The Hierarchy of User Friction
As product designers we spend a lot of time trying to understand user friction and solve for it in the products we build. Doing so is absolutely critical to delivering delightful experiences for our users. I find though that sometimes teams are only perceiving and solving the most basic forms of user friction and aren't taking on some of the harder to perceive yet incredibly important higher level forms of friction that users are experiencing. So I wanted to share how I think about the hierarchy of user friction and provide examples and best practices for solving for each.
User friction is really anything that prevents a user from accomplishing a goal in your product.
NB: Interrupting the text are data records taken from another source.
PR #699, opened 2024-12-04
Add batches endpoints

### LINKED ISSUE #695: [v1.12.0] New batch routes
Related to https://github.com/meilisearch/integration-guides/issues/307

- New `GET /batches` & `GET /batches/:uid` routes
- New field in `task` object: `batchUid`

Usage: https://meilisearch.notion.site/Enhance-visibility-on-batched-tasks-1194b06b651f810b8fe0fab5d72846a8?pvs=74

### TODO

👉 Check carefully the usage above to ensure your new methods and objects integrate all the functionnalities

- [ ] Create two new methods `getBatch()` and `getBatches()` triggering the appropriate new route (check out `getTask` and `getTasks` since the behavior will be pretty similar)
- [ ] A new `batch` object will probably be needed to be created.
- [ ] Ensure the `task` object can accept the `batchUid` field
- [ ] Add tests

⚠️ Make PRs pointing to `bump-meilisearch-v1.12.0` and NOT `main`. Please do 1 PR for all of these changes, and not several.

Strift:
# Pull Request

## Related issue
Fixes #695

### DIFF
--- a/src/Contracts/BatchesResults.php
+++ b/src/Contracts/BatchesResults.php
@@ -6,89 +6,89 @@ namespace Meilisearch\Contracts;
 
 class BatchesResults extends Data
 {
-  /**
-   * @var non-negative-int
-   */
-  private int $next;
+    /**
+     * @var non-negative-int
+     */
+    private int $next;
 
-  /**
-   * @var non-negative-int
-   */
-  private int $limit;
+    /**
+     * @var non-negative-int
+     */
+    private int $limit;
 
-  /**
-   * @var non-negative-int
-   */
-  private int $from;
+    /**
+     * @var non-negative-int
+     */
+    private int $from;
 
-  /**
-   * @var non-negative-int
-   */
-  private int $total;
+    /**
+     * @var non-negative-int
+     */
+    private int $total;
 
-  public function __construct(array $params)
-  {
-    parent::__construct($params['results'] ?? []);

I categorize user friction into a hierarchy of three levels: interaction friction, cognitive friction, and emotional friction. Interaction friction is what I hear talked about most often amongst product designers, but the higher levels of cognitive friction and emotional friction are equally important to solve for to build a great user experience.
Interaction Friction
Interaction friction refers to friction a user experiences when interacting with your product's interface. It covers all aspects of the UI that may be hindering your users from accomplishing their goal.
We strive to build intuitive and consistent interfaces to prevent interaction friction. We ensure our call-to-actions are prominent, we reduce the number of steps or fields in our forms, we leverage style guide lines to ensure we have a consistent UX across all of our experiences, and we try to do the work for the user so they don't have to whenever we can. These are just a few of the techniques that are commonly used to address interaction friction.
The canonical example of significantly reducing interaction friction remains the iPhone. Everyone knows that smartphones existed before the iPhone. We remember the days of the Blackberry or Windows Mobile devices that were technically email and web capable devices with a keyboard. And yet the iPhone changed everything. It was the first device to have a highly accurate on-screen keyboard thanks to their innovation in capacitive multi-touch screens. This freed up significant real estate on the screen when you weren't typing. They packed enough CPU power on the device to support a full web browser instead of the extremely limited web experiences that existed on smart phones before it. And most importantly, they made the entire software experience extremely intuitive, beautiful, and fast. And these improvements to the overall UX significantly reduced the interaction friction of every prior generation of smartphones and laid the groundwork for this new class of smartphone to become the predominant mobile device that everyone now carries around in their pockets.
While the iPhone example illustrates how an entire industry can be redefined by solving for interaction friction, Amazon provides an example of how even the simplest of interaction friction can be a huge detriment to user experience. Amazon illustrates the incredible importance of site speed to online experiences. They found that they could increase revenue by 1% for every 100 ms of load time improvement. Think about that for a minute: such a small change in load time, 100 ms, could have such a dramatic impact on revenue for Amazon. It's a strong reminder that any type of interaction friction, especially page load time time, is important to address.
The rise of messaging apps like Facebook Messenger and WhatsApp as well as Slack and HipChat in the enterprise can also be attributed to a significant reduction in interaction friction compared to the alternatives at the time, including email and text messaging. You no longer had to worry about whether you had someone's most recent email address or phone number. You didn't have to think about coming up with a subject line. You didn't need to use many of the formalities that people had become accustomed to with email, including greetings and signatures. All of that was taken away and reduced to the simplest form a communication: find the person you want to message and simply start typing a message to them. We've taken this even further now with the use of emoji, which communicate far more in a single image than the alternative of having to type it all out.
Usability testing remains one of the most important techniques for identifying sources of interaction friction in your product and addressing it. When you watch end users using your product you'll undoubtedly discover friction points that you hadn't anticipated yourself. It's important to continue to leverage this technique not just the first time you launch a product, but continually as you iterate as well.